TASK INSTRUCTIONS => Scan the records for the string "long" and copy every line that holds it.

EXTRACTED INFORMATION =>
PR #2003, opened 2023-06-16
Oci image deletion

Pvlerick:
Fix attempt for #1812

I made two commit; first a failing test then the feature to make it work, I'll happily fixup in one commit given how small this change is.


oci/layout/oci_transport.go
```diff
@@ -228,7 +228,16 @@ func (ref ociReference) NewImageDestination(ctx context.Context, sys *types.Syst
 
 // DeleteImage deletes the named image from the registry, if supported.
 func (ref ociReference) DeleteImage(ctx context.Context, sys *types.SystemContext) error {
-	return errors.New("Deleting images not implemented for oci: images")
+	index := filepath.Join(ref.dir, "index.json")
```
mtrmac, line 231: Please use existing utilities like `indexPath()`, so that references to each file all go through a single code path and can be trivially located.

mtrmac (changes requested):
Thanks for the PR.

At a first glance, this seems way too small to plausibly be a comprehensive implementation.
- Most importantly, a single `oci:` directory can house multiple images. So just removing `index.json` is deleting much more than requested.
- Every image contains at least one blob; this is not deleting any blobs at all, AFAICS.
  - Combined with the above, _only_ blobs that are not used by other images can be deleted.
- Typically the second `os.Remove` would just fail, because the directory is not empty. So AFAICS the proposed `DeleteImage` implementation must _always_ fail in practice.
 
  (Yes, it does not fail in the fake `refToTempOCI` repo used in tests, but that mostly exists to exercise the name lookup and metadata operations, so it is not representative.)

mtrmac:
> I made two commit; first a failing test then the feature to make it work, I'll happily fixup in one commit given how small this change is.

We prefer the tests to be working on every commit, so that bisection doesn’t have false positives.

Pvlerick:
> > I made two commit; first a failing test then the feature to make it work, I'll happily fixup in one commit given how small this change is.
> 
> We prefer the tests to be working on every commit, so that bisection doesn’t have false positives.

All right, I'm doing this out of habit (failing tests first then committing) but I'll squash all of that for next time.

Pvlerick:
Thanks for the feedback, I'll get back to this and will ping you once I have something more substantial.

mtrmac:
> All right, I'm doing this out of habit (failing tests first then committing) but I'll squash all of that for next time.

That habit makes sense — we really only need it squashed (or just reordered?) immediately before merging.

Pvlerick:
Here's something hopefully better. Test setup is ugly but I'd like to get the logic validated before refactoring this into something cleaner.

A couple of questions on this:

- if it's the last image in the index, should it delete the index file altogether? And all sub-folders, which should all be empty at that point?
- I don't think it's possible to check if there is a container running using that image, is it? That should be a test case, but I don't see how it would be possible... Multiple OCI runtime could be running in different locations, etc... Hairy.
- if the given image is empty, should it 1) if there is only one image, delete it from the index (and see point above) 2) if more than one image, do nothing - see `getManifestDescriptor` behavior: https://github.com/containers/image/blob/main/oci/layout/oci_transport.go#L183
- what's in the `archive`folder?

oci/layout/oci_transport.go
```diff
@@ -228,7 +247,55 @@ func (ref ociReference) NewImageDestination(ctx context.Context, sys *types.Syst
...
+	}
+
+	manifest, err := ref.getManifest(descriptor)
+	if err != nil {
+		return err
+	}
+
+	// Delete all blobs
+	for _, d := range append(manifest.Layers, manifest.Config, descriptor) {
+		blobPath, err := ref.blobPath(d.Digest, "")
```
mtrmac, line 263: Blobs can be shared across images; deleting one image should not break the others.

oci/layout/oci_transport.go
```diff
@@ -228,7 +247,55 @@ func (ref ociReference) NewImageDestination(ctx context.Context, sys *types.Syst
...
+
+	// Update the index
+	index, err := ref.getIndex()
+	if err != nil {
+		return err
+	}
+
+	newManifests := make([]imgspecv1.Descriptor, len(index.Manifests)-1)
+	for i, v := range index.Manifests {
+		if v.Annotations[imgspecv1.AnnotationRefName] != ref.image {
```
mtrmac, line 281: `ref.image` is not always set (and there is some WIP work to also allow `ociReference` to refer to an image directly using an index.

I guess `ref.getManifest` could also return an index.

mtrmac (commented):
Thanks, this is a move in the right direction.

> if it's the last image in the index, should it delete the index file altogether? And all sub-folders, which should all be empty at that point?

I think keeping the index and other structures around makes sense — if someone cares about the _state_ of the directory to delete an individual image and not to delete everything, that user might plausibly want to delete all existing images and replace them with other images.

> I don't think it's possible to check if there is a container running using that image, is it?

This code does not really have a concept of containers or any kind of lock / external reference counting; it’s a pure store, and it’s up to the caller not to delete things that will need to be used.

> if the given image is empty

Assuming this refers to `ref.image`, I would expect this to follow the existing `getManifestDescriptor` behavior: If the users’ input if ambiguous, fail and don’t delete anything. If `ref.image == ""` in a situation where that is documented to clearly identify one image, deleting that one image makes sense to me (though the situation _is_ a bit suspect, why would anyone do that?).

oci/layout/oci_transport.go
Pvlerick: Yes indeed, I'm working on the test setup for this case.

oci/layout/oci_transport.go
Pvlerick: You mean that ref.image can be "", as described in here: https://github.com/containers/image/blob/main/oci/layout/oci_transport.go#L64 ?

When you say index, you mean that someone could ask deletion of the Nth image in the index.json instead of giving the name? (in that case, that would mean that ref.image being "" is the same as index being 0 and only one image)? I don't understand an index to what `getManifest` would return, unless you meant `getManifestDescriptor` which would return the index at which it found the image in the `index.json`?

Pvlerick:
Style/opinion question: index files are generated using string literals: https://github.com/containers/image/blob/main/oci/layout/oci_transport_test.go#L201

I started refactoring this part for my tests to use imgspecv1 structs that I'm filling then serializing instead; is that ok or do you rather keep literals?

oci/layout/oci_transport.go
mtrmac: > You mean that ref.image can be ""

Yes.

> When you say index, you mean that someone could ask deletion of the Nth image in the index.json instead of giving the name? 

Exactly. That feature already exists for `docker-archive:`, and there are WIP PRs around implementing the same thing for the two OCI transports.

> I don't understand an index to what `getManifest` would return, unless you meant `getManifestDescriptor`

Yes. My mistake.

mtrmac:
> I started refactoring this part for my tests to use imgspecv1 structs that I'm filling then serializing instead

I think using raw blobs works better as an interoperability test; that way we know if the (de)serialization code changes in a way that breaks compatibility.

(That said, using raw files in `testdata` would be cleaner than long string literals like that.)

---

Refactors are fine and welcome, but please keep any larger ones as separate commits to be clear which parts of the PR are intended to do something new and which are intended not to be a change.

oci/layout/oci_transport.go
Pvlerick: All right, makes sense. I'll leave that for now not to clutter the issue worked, but I'm happy to add this later on when you feel the code is good enough.

Pvlerick:
> I think using raw blobs works better as an interoperability test; that way we know if the (de)serialization code changes in a way that breaks compatibility.
> 
> (That said, using raw files in `testdata` would be cleaner than long string literals like that.)

Now I'm on the fence; it's true that literals have the advantage of indirectly testing the spec, which is always a plus. I'll commit what I have now so you can have a look then I'll make the changes, that's not a big deal.

Pvlerick:
I'm fairly happy with what's in there now; test data generation is much clearer (although it uses the spec library, I'll change that to literals as soon as time permits) and allows more flexibility as demonstrated with the test with a layer shared by two images.

(Looks like I'll need to rebase on main too)

Pvlerick:
All right, all test are passing now :-)

Pvlerick:
A couple of question on top of the review:

- Would it make sense to add some logging (debug or trace) such as "deleting blob xxx" ?
- Would it make sense the parallelize deletion of the blobs?

Thanks

mtrmac:
I’m afraid I didn’t get to review the full PR yet

> * Would it make sense to add some logging (debug or trace) such as "deleting blob xxx" ?

Sure; that seems useful, and can’t hurt anything.

> * Would it make sense the parallelize deletion of the blobs?

You know why you are doing this work and whether it is valuable for you. My intuition is that most archives are pretty small, and that the extra complexity and risk are not at all worth it, but that’s a guess with no data.

oci/layout/oci_transport.go
```diff
@@ -228,7 +247,75 @@ func (ref ociReference) NewImageDestination(ctx context.Context, sys *types.Syst
...
+	if err != nil {
+		return err
+	}
+
+	// Get all the layers used by all other images
+	index, err := ref.getIndex()
+	if err != nil {
+		return err
+	}
+	layersUsedByOtherImages := make(map[digest.Digest]bool, len(index.Manifests))
```
mtrmac, line 267: I think this could be `internal/set.Set[digest.Digest]`

oci/layout/oci_transport.go
```diff
@@ -228,7 +247,75 @@ func (ref ociReference) NewImageDestination(ctx context.Context, sys *types.Syst
...
+	for _, v := range index.Manifests {
+		if v.Digest != manifestDescriptor.Digest {
+			otherImageManifest, err := ref.getManifest(v)
+			if err != nil {
+				return err
+			}
+			for _, layer := range otherImageManifest.Layers {
```
mtrmac, line 274: - The manifests themselves are also stored as blobs.
- `Config.Digest` also needs to be accounted for.
- IIRC it’s possible for an entry in the top-level index to be an `imgspecv1.Index` again — at least this code does that to one level of nesting, the spec seems to suggest an arbitrary depth.

With OCI artifacts storing ~arbitrary data, it seems quite plausible for an entry in `Layers` refer to the same blob as a config/manifest/index of another image/artifact.

oci/layout/oci_transport.go
```diff
@@ -228,7 +247,75 @@ func (ref ociReference) NewImageDestination(ctx context.Context, sys *types.Syst
...
+	}
+
+	// Delete all blobs
+	blobsToDelete := make([]digest.Digest, 0, len(manifest.Layers))
+	for _, layer := range manifest.Layers {
+		if !layersUsedByOtherImages[layer.Digest] {
+			blobsToDelete = append(blobsToDelete, layer.Digest)
+		}
+	}
+	for _, digest := range append(blobsToDelete, manifest.Config.Digest, manifestDescriptor.Digest) {
```
mtrmac, line 287: I think the config an manifest entries also need to be checked against `…UsedByOtherImages`.

mtrmac (commented):
(Not a full review, just a very quick skim.)

oci/layout/oci_transport.go
Pvlerick: Didn't see this, will do.

oci/layout/oci_transport.go
Pvlerick: Spec says implementation should support this: https://github.com/opencontainers/image-spec/blob/main/image-index.md?plain=1#L44

It also means that the WIP you mentioned earlier about returning an index when calling `getManifestDescriptor` which would be impossible if the image is in a nested index, or that'll be the index in the index it was found, not necessarily `index.json`

My head starts to hurt :-)

mtrmac: (My personal opinion is that the nested indexes provide too much flexibility and the semantics are unclear for consumers, so I’m not that much of a fan. But the feature exists.)

There’s a bit of nuance in here: if the repo contains a nested index, it’s not ideal, but also not a _disaster_ when this code does not support that in `ImageSource` / `getManifestDescriptor`; the code would just “safely” fail and users would have to use some other tool.

OTOH if the deletion code does not handle nested indices, that could lead to data loss, so that is a more urgent concern.

So one approach would be to recursively enumerate the used blobs; another, I think quite reasonable, possibility would be to just fail when a nested index is encountered, and to tell the user to use another tool — that’s analogous to the `ImageSource` failure mode, but still safe.

---

Note that the above applies to “deeply nested” OCI indexes. One level of nesting is supported, to represent a multi-arch image. See the outcome of

```sh
skopeo --insecure-policy copy --all docker://quay.io/libpod/alpine oci:$dest
```

So… I haven’t actually written the code, but it seems to me that a full recursion (or possibly a “queue of blobs+blob types to scan”) support might be the easiest way to implement all of this anyway, instead of somehow special-casing the “one level of nesting” case.

Pvlerick: You are right that handling this properly in the deletion has to be extra safe.
The good news is that I now have a way to cleanly create nested indexes for tests so this can be tested properly (which uses recursion so in for a penny, in for a pound).

Thanks for the skopeo example, I'll have a look at how this is handled, that will surely be instructive.

oci/layout/oci_transport.go
Pvlerick: I'll add that too; that's quite cheap and provides an extra level of safety.

oci/layout/oci_transport.go
Pvlerick: I've been inspecting the result from the `skopeo` command and it has been very educating :-)

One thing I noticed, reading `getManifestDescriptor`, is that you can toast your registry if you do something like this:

SOLUTION FOR THIS TASK =>
(That said, using raw files in `testdata` would be cleaner than long string literals like that.)
> (That said, using raw files in `testdata` would be cleaner than long string literals like that.)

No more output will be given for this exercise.